For a complete summary of the 2006 La Plata County Community Summit action items, visit


FLC Athletic Director steps down

Fort Lewis College Athletic Director Dave Preszler is leaving the college after 14 years as a coach and administrator. Preszler has accepted an administrative position as assistant principal and activities director at Bayfield High School, where he will continue to work with students and young athletes.

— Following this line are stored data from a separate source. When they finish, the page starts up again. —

PR #72, opened 2019-08-22
Use safe casts in path_filestat_set_times on unix.

marmistrz:
Unsafe casts were introduced in #64.


kubkon:
I think you meant `path_filestat_set_times` rather than `fd_readdir` :-)

marmistrz:
Yeah :) fixed

kubkon (approved):
LGTM, thanks!

PR #9899, opened 2017-08-14
Vulkan state optimizations

hrydgard:
Now that we have dirty-flags for most state, make better use of them in the Vulkan backend to avoid submitting a lot of redundant commands.

This improves performance quite noticeably on Adreno at least.


DonelBueno:
A little off-topic, but I own a Xiaomi Mi 5, which sports an Adreno 530 (Snapdragon 820). 

It should support Vulkan, right? But the option for Vulkan on PPSSPP is grayed out.

Do I need to take an extra step to make it available?

hrydgard:
Grayed out? It should either be visible, or not. If it's not visible, it's not available (the GPU driver on the devices does not have Vulkan support).

DonelBueno:
Sorry, you're right, it's not visible.

But shouldn't it? Adreno 530 supports Vulkan AFAIK.

hrydgard:
Only if there's a Vulkan driver on the device - there's nothing we can do if there isn't one.

Issue #9825, opened 2017-07-02
Controller not working under Linux with SDL2 (and an incomplete and nasty hack to fix it)


marty1885:
Hello, I found that PPSSPP with SDL under Liunx don't response to my DS4 controller no matter what. Have anyone encounter this?
After digging into the source. I found that the events in `SDLJoystick.cpp` never happens and the controller seems not to be initialized in SDL. And I have come up with an incomplete and nasty hack to fix this. ([link](https://github.com/marty1885/ppsspp))(Good enough for playing Project DIVA) Which requires a controller to be connected to the PC when PPSSPP is launched.
Is my patch going at the right direction? What should I improve so I could contribute this for PPSSPP?

OS: Arch Linux
Kernel: 4.11 AMD64
Compiler: GCC 7.1.1
Controller: DualShock4 Gen2
Interface: USB

unknownbrackets:
This might be related the the "game controller db" not having your controller in it.  I think there's another issue for this, and specifically there was some discussion that things not found in the db should fall back to some sane handling - which apparently is not currently happening.

-[Unknown]

marty1885:
I'll have a look into that.
I have also found that the DPad on DS4 are handles as `hats` under SDL. Which PPSSPP currently does not support. How much discussion and code will be required to add a new input type? (I haven't look into PPSSPP's core yet. I have only working at the SDL part.)
Also, the problem of DS4 not working seems to start after I upgraded my kernel from 4.9 to 4.10 a while ago. Maybe the kernel changes how it handles DS4?

hrydgard:
You could just handle hat directions as digital buttons, and inject them the same way, I think. Will just have to define a few new keycodes for them. They should probably not be analog axes.

logos88:
@marty1885 kernel 4.10 included support for DS4 v.2 which didn't have until then (only v1)
https://wiki.gentoo.org/wiki/Sony_DualShock#cite_note-ds4v2-support-3

marty1885:
@logos88 I know. But It just works. maybe some patches are added in my kernel. Or it might be some non-mainline driver I have been testing and I accidentally installed them.

wodencafe:
Hi guys, I have this same issue.

Using an official PS3 controller, it works. But does not work when using a "Generic" version of the PS3 controller from Amazon. This "Generic" PS3-Like controller works for almost all of the other emulators and applications I've tried, such as dolphin-emu and desmume.

[...]

PR #9902, opened 2017-08-16
Add controller entries from gabomdq/SDL_GameControllerDB

hexacera:
Before using gabomdq/SDL_GameControllerDB as submodule, there's a few entries that exists in our current file but not in that repository. I have created a [pull request](https://github.com/gabomdq/SDL_GameControllerDB/pull/149) for that repo, and before that get merged, this could be a direct temporary fix to #9872 and #9825 and many more potential controller support issues.


hrydgard:
Thanks!

PR #9905, opened 2017-08-17
Implement vertex caching for Vulkan.

hrydgard:
Since vertex uploads are so efficient on Vulkan, the benefit is smaller than seen on some of the other backends (often less than 5%). So it's probably just barely worth adding this code...

Abuses a VulkanPushBuffer as a linear allocator, kept between frames, then completely wiped when full.


iOS4all:
@hrydgard please if you don't mind. Can you implement metal Api for iOS after finishing vulkan please?

PR #9927, opened 2017-08-23
Integrate sceUsbGps and sceUsbCam with Android

Florin9doi:


Core/HLE/sceUsbGps.cpp
```diff
@@ -15,24 +15,57 @@
...
 
-enum UsbStatus {
+enum GpsStatus {
 	GPS_STATE_OFF = 0,
 	GPS_STATE_ACTIVATING1 = 1,
 	GPS_STATE_ACTIVATING2 = 2,
 	GPS_STATE_ON = 3,
 };
 
+GpsStatus gpsStatus = GPS_STATE_OFF;
```
hrydgard: This is state, so if you want save states to work correctly this needs to be saved. Implement a DoState function like most other HLE modules do.

android/AndroidManifest.xml
```diff
@@ -14,13 +14,16 @@
...
+    <uses-feature android:name="android.hardware.gamepad" android:required="false" />
+    <uses-feature android:name="android.hardware.location.gps" android:required="false" />
+    <uses-feature android:name="android.hardware.location.network" android:required="false" />
 
     <uses-permission android:name="android.permission.WRITE_EXTERNAL_STORAGE" />
     <uses-permission android:name="android.permission.READ_EXTERNAL_STORAGE" />
-    <uses-permission android:name="archos.permission.FULLSCREEN.FULL" />
     <uses-permission android:name="android.permission.ACCESS_NETWORK_STATE" />
     <uses-permission android:name="android.permission.INTERNET" />
+    <uses-permission android:name="android.permission.ACCESS_FINE_LOCATION" />
```
hrydgard: Requiring new permissions adds friction to the update process as people will be asked for it. Extremely few people are going to need this so I'm a bit dubious that it's worth supporting this on older devices where we can't do the runtime permission question...

hrydgard (commented):
Most of the code looks quite good, you've done a good job matching the style and so on. I only have some doubt about requiring a new Android permission for an extremely niche feature like this...

Florin9doi:
Here is a test program I've used; http://lukasz.dk/mirror/forums.ps2dev.org/viewtopica9f1.html?t=7222#49724

Core/HLE/sceUsbGps.cpp
Florin9doi: done

Florin9doi:
Updated with some Camera features: 
device-2017-08-27-125025

The camera images are correctly processed by **Invizimals** games, but they have other unrelated graphical problems.
**Eye Pet** don't starts at all.

Core/HLE/sceKernel.cpp
```diff
@@ -261,6 +263,7 @@ void __KernelDoState(PointerWrap &p)
 		__UmdDoState(p);
 		__UtilityDoState(p);
 		__UsbDoState(p);
+		__UsbGpsDoState(p);
```
hrydgard: New DoState functions should be added at the end of the list, for compatibility with old states. Actually come to think of it, that might not be an issue after all, but that's how we've always done it so please do so anyway in case I'm missing something...

Florin9doi: done

android/AndroidManifest.xml
```diff
@@ -14,13 +14,20 @@
...
+    <uses-feature android:name="android.hardware.camera" android:required="false" />
+    <uses-feature android:name="android.hardware.camera.autofocus" android:required="false" />
 
     <uses-permission android:name="android.permission.WRITE_EXTERNAL_STORAGE" />
     <uses-permission android:name="android.permission.READ_EXTERNAL_STORAGE" />
-    <uses-permission android:name="archos.permission.FULLSCREEN.FULL" />
     <uses-permission android:name="android.permission.ACCESS_NETWORK_STATE" />
     <uses-permission android:name="android.permission.INTERNET" />
+    <uses-permission android:name="archos.permission.FULLSCREEN.FULL" />
+    <uses-permission-sdk-23 android:name="android.permission.ACCESS_COARSE_LOCATION" />
```
hrydgard: Oh! I didn't notice this little trick, had no idea you could do this. This alleviates all my concerns about adding permissions.

(https://developer.android.com/guide/topics/manifest/uses-permission-sdk-23-element.html for those living in ignorance like me)

hrydgard (approved):
Finally got around to reading the rest of the code. You've done a really good job!

Endarko:
I have not found the camera mode feature in android 6.0, ppsspp build a new one

PR #9938, opened 2017-08-29
Patches to make it possible to compile with mingw, pt. 1

inactive123:
This is the first of many commits where we try to make it possible to compile PPSSPP with Mingw in addition to the MSVC support that already exists.

### DIFF
--- a/Common/Common.h
+++ b/Common/Common.h
@@ -62,13 +62,6 @@ private:
 
 #elif defined(_WIN32)
 
-// Check MSC ver
-	#if !defined _MSC_VER || _MSC_VER <= 1000
-#ifndef __MINGW32__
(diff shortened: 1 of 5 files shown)


Common/FileUtil.h
```diff
@@ -26,12 +26,14 @@
 #include "Common.h"
 
 #ifdef _WIN32
```
hrydgard: This should probably simply be changed to #ifdef _MSC_VER to identify MS' compiler and libs.

Common/Common.h
```diff
@@ -64,7 +64,9 @@ class NonCopyable
 
 // Check MSC ver
```
hrydgard: Please just delete this entire check, it's quite silly.

PR #9950, opened 2017-08-31
Mingw patches (pt. 3)

inactive123:
After these changes, it should be possible to compile and link the libretro core with mingw. However, it crashes somewhere during initialization, so I still need to figure out where to go from here.


hrydgard:
Seems like a spurious buildbot error. Let's merge.

PR #9955, opened 2017-09-04
Add support for iPad Pro Smart Keyboard (or physical keyboards)

imxieyi:
It works fine without any latency.
Demo Video: https://youtu.be/F8D0Zu1xrJ0
However, the method of parsing iCade Controller can also read several keys on Smart Keyboard. But it can only read key press and then gets stuck. So I disabled the support for iCade.
Further work should be made to recover support for iCade.
**UPDATE:**
It seems that iCade and other physical keyboards can also be supported in this way. Since I don't have those accessories, I can't test them by myself.


hrydgard:
Seems fine, and useful.

PR #9966, opened 2017-09-13
Add uniform to make post process effects aware of videos.

LunaMoo:
And an example effect ~ subtle AA in-game/heavy smoothing for videos.

  I got the idea for doing this some time ago while replying to some thread [in here](https://forums.ppsspp.org/showthread.php?tid=23393&pid=128142#pid128142) about low res videos.
 My post there includes a bunch of example screenshots of the video part of the shader included here althrough the version here is free of any coloring.

 I think new uniform for that is nice to have since making an effect to look good in both, low res videos and high res 3D games is kind of impossible, with this people might get more creative, through with how blurry some videos tend to be, the results might vary.:]


hrydgard:
Yeah, this is a good idea.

“Dave has served exceptionally for Fort Lewis College during the past 14 years, including this past year when we had the finest collective athletic record in college history,” said Fort Lewis President Brad Bartel. “We all wish him well in his new career.”

The 2005-06 season saw the Skyhawk Men’s Soccer team capture the NCAA Division II National Championship. The women’s soccer team earned its best record since 1999. The football team finished with its first winning season in 21 years and went undefeated at home. The volleyball team finished 2005-06 with a winning conference record and the golf team advanced to the NCAA Super Regional. Both men’s and women’s basketball teams achieved five straight winning seasons during Preszler’s five years at the helm.

“It’s been a great run at Fort Lewis College,” said Preszler. “Now it’s time for me to close the Fort Lewis chapter in my life and begin a new and exciting opportunity. We depart with fond memories and thanks to the entire Skyhawk athletic family and wish them all the very best in their futures.”

Preszler will remain in that job through June while the college searches for a replacement.